PR #105, opened 2022-07-21
fix crash on Android when default locale format numbers with comma

vovkasm:
#### Summary
This fixed crash on Android with non english numeric locale.

See this SO answer and corresponding question: https://stackoverflow.com/a/49432344

### DIFF
--- a/android/src/main/java/com/mattermost/networkclient/helpers/ProgressListener.kt
+++ b/android/src/main/java/com/mattermost/networkclient/helpers/ProgressListener.kt
@@ -2,8 +2,7 @@ package com.mattermost.networkclient.helpers
 
 import com.facebook.react.bridge.Arguments
 import com.mattermost.networkclient.APIClientModule
-import java.math.RoundingMode
-import java.text.DecimalFormat
+import kotlin.math.roundToInt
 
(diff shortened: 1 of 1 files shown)


enahum:
Hey @vovkasm thanks for this a couple of questions:
1. Would you mind signing the CLA so we can eventually merge this PR
2. What do you think about this suggestion instead of your approach
```kotlin
// 2-Decimal places, rounded up
private val df = DecimalFormat("#.00")
    .apply{
        roundingMode = RoundingMode.UP
        decimalFormatSymbols = DecimalFormatSymbols(Locale.US)
    }
```

vovkasm:
@enahum 

> 1. Would you mind signing the CLA so we can eventually merge this PR

Yes, I would like to!

> What do you think about this suggestion instead of your approach

I think that using complex formatting and parsing algorithms for just for rounding numbers are not the most efficient use of mobile processor resources ;-)

enahum (approved):

enahum:
@avinashlng1080 can you make sure this PR is merged and the reference in the mobile app is updated once @vovkasm signs the CLA?

Thanks.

□ □ □ □ □

Aim of the exercise: The entries above must be transcribed word for word.

Response:
PR #105, opened 2022-07-21
fix crash on Android when default locale format numbers with comma

vovkasm:
#### Summary
This fixed crash on Android with non english numeric locale.

See this SO answer and corresponding question: https://stackoverflow.com/a/49432344

### DIFF
--- a/android/src/main/java/com/mattermost/networkclient/helpers/ProgressListener.kt
+++ b/android/src/main/java/com/mattermost/networkclient/helpers/ProgressListener.kt
@@ -2,8 +2,7 @@ package com.mattermost.networkclient.helpers
 
 import com.facebook.react.bridge.Arguments
 import com.mattermost.networkclient.APIClientModule
-import java.math.RoundingMode
-import java.text.DecimalFormat
+import kotlin.math.roundToInt
 
(diff shortened: 1 of 1 files shown)


enahum:
Hey @vovkasm thanks for this a couple of questions:
1. Would you mind signing the CLA so we can eventually merge this PR
2. What do you think about this suggestion instead of your approach
```kotlin
// 2-Decimal places, rounded up
private val df = DecimalFormat("#.00")
    .apply{
        roundingMode = RoundingMode.UP
        decimalFormatSymbols = DecimalFormatSymbols(Locale.US)
    }
```

vovkasm:
@enahum 

> 1. Would you mind signing the CLA so we can eventually merge this PR

Yes, I would like to!

> What do you think about this suggestion instead of your approach

I think that using complex formatting and parsing algorithms for just for rounding numbers are not the most efficient use of mobile processor resources ;-)

enahum (approved):

enahum:
@avinashlng1080 can you make sure this PR is merged and the reference in the mobile app is updated once @vovkasm signs the CLA?

Thanks.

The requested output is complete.